The farm was able to get up to scale quickly — building costly infrastructure and doubling production each season — thanks to Holcomb’s financial stability. And it has built a community of loyal buyers in no small part because of DeMent’s outgoing, how-y’all personality. Together, the couple’s understanding of marketing and business helped them see new opportunities for 21st-century agriculture.
Holcomb bought the run-down farmhouse in 2004 as a weekend place for his children, who weren’t benefiting from life in an 8,000-square-foot house in Country Club Hills. (“The only thing they did was fight, play video games or watch TV,” he recalls.) Within weeks the kids asked to move to the wood-heated house, which was the size of the master bedroom at home. Holcomb used the land to grow vegetables and raise pigs for Zely & Ritz, and soon diners were asking where they could buy the pork and greens. (Holcomb and DeMent met when he overheard her talking about how good the restaurant’s greens were. “Those are my greens,” he said, introducing himself.)
The couple decided it was time to create an even more interactive experience than having Zely & Ritz’s bartender hand over 100 C.S.A. boxes a week. A restaurant on the farm was out. So, Eno. “I wanted you to sit down and feel very, very connected to the region and the food,” DeMent says of the restaurant, which has been delayed by the usual permit snags. “I want it to be obvious. That’s why the tabletops will be made from wood from the farm and the waitstaff’s going to work on the farm” one day a month. “It’s all a way to make people more connected to their food.

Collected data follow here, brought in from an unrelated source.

PR #3834, opened 2026-02-23
Fix flaky color swatch test by waiting for element visibility

### LINKED ISSUE #3827: Flaky test: color swatch element not found
https://github.com/cybersemics/em/actions/runs/22185136413/attempts/1?pr=3823

wulfmeister:
## Summary

Fixes the intermittent failure in `color.ts > remove all formatting from the thought` where the test fails with:

```
No element found for selector: [aria-label="text color swatches"] [aria-label="blue"]
```

## Root Cause

The `click` test helper has two code paths:

1. **Simple selector** (no offset/x/y) — calls `page.click(selector)` directly
2. **With offset** — calls `page.waitForSelector(selector, { timeout: 1000 })` first, then clicks

The color tests use the simple path. The problem is that after clicking the "Text Color" toolbar button, the `ColorPicker` renders inside a `Popover` that uses `FadeTransition` with `unmountOnExit`. Even though animation durations are set to 0 during e2e tests (via `navigator.webdriver` in `src/util/durations.ts`), the React render cycle still takes a non-zero amount of time to mount the popover children into the DOM. When `page.click()` fires immediately after, the swatch elements may not exist yet.

## Fix

Add `page.waitForSelector(selector, { visible: true })` to the simple selector path in the `click` helper, making it consistently wait for element visibility before clicking — matching the pattern already used elsewhere in the test suite (e.g., `ui.ts` uses `waitForSelector` before interacting with command palette, gesture menu, etc.).

Fixes #3827

## Test plan

- [x] All 138 unit test files pass (1292 tests)
- [ ] CI e2e tests pass (requires browserless, cannot run locally)

🤖 Generated with [Claude Code](https://claude.com/claude-code)

### DIFF
--- a/src/e2e/puppeteer/helpers/click.ts
+++ b/src/e2e/puppeteer/helpers/click.ts
@@ -1,4 +1,4 @@
-import { JSHandle } from 'puppeteer'
+import { ElementHandle, JSHandle } from 'puppeteer'
 import { page } from '../setup'
 
 interface Options {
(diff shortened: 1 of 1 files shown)


wulfmeister:
Hi! I wanted to try out Opus 4.6 using the new updates to the Claude Code desktop app (layer on top of the CLI) which has built in browser testing/iterating. I chose 3 random Issues with varying difficulty. Please feel free to reject/ignore!

src/e2e/puppeteer/helpers/click.ts
raineorshine: Fix looks good, but it would be better to restructure the code so that `page.waitForSelector` is not duplicated in two places.

wulfmeister:
Tried again, hopefully that is more elegant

I think that’s one of the biggest problems in civilization right now — no one is connected to their food anymore. If it comes from a window or in a bag, it’s not food.”
The couple hired the chef Marco Shaw from Portland, Ore., where he owned the farm-to-table restaurant Fife. The classically trained chef was looking for more diversity, in both a city and its restaurant community, and Durham’s revitalized downtown and the region’s vibrant food and farming scene inspired him. Although Shaw knows what it really means to cook seasonally, supplying a restaurant from just one farm will be a challenge. He says that Coon Rock will be able to provide 60 percent of what Eno needs the first year, the goal being 100 percent.
“It’s a whole different mind-set to realize that there will be some days when you don’t have salad greens,” says the dreadlocked chef over a lunch of country-ham sandwiches with mustard-green slaw, sitting on the couch at Coon Rock. “You have to figure out how to make salad from turnip greens — and then sell it. When there’s no celery, how are you going to make stock? How are you going to make sauce when you don’t have onions?” There’s also the question of scaling up production on the farm: “With a 75-seat restaurant open six nights a week, just on dinner, I’ll go through 35 chickens,” he says. “Lunch? That’s potentially 80 chickens a week.”
“I need to order chicks!” Holcomb says.
Holcomb and DeMent know that running a farm-to-table restaurant is about more than flipping through seed catalogs to pick out pretty squash. Their desire to feed people and their business backgrounds might have helped them to hit on a new model.
I ask which is harder, farming or opening a restaurant.
“Farming!” Shaw says.
“Opening a restaurant!” DeMent says. “Chasing pigs isn’t that hard, Marco.”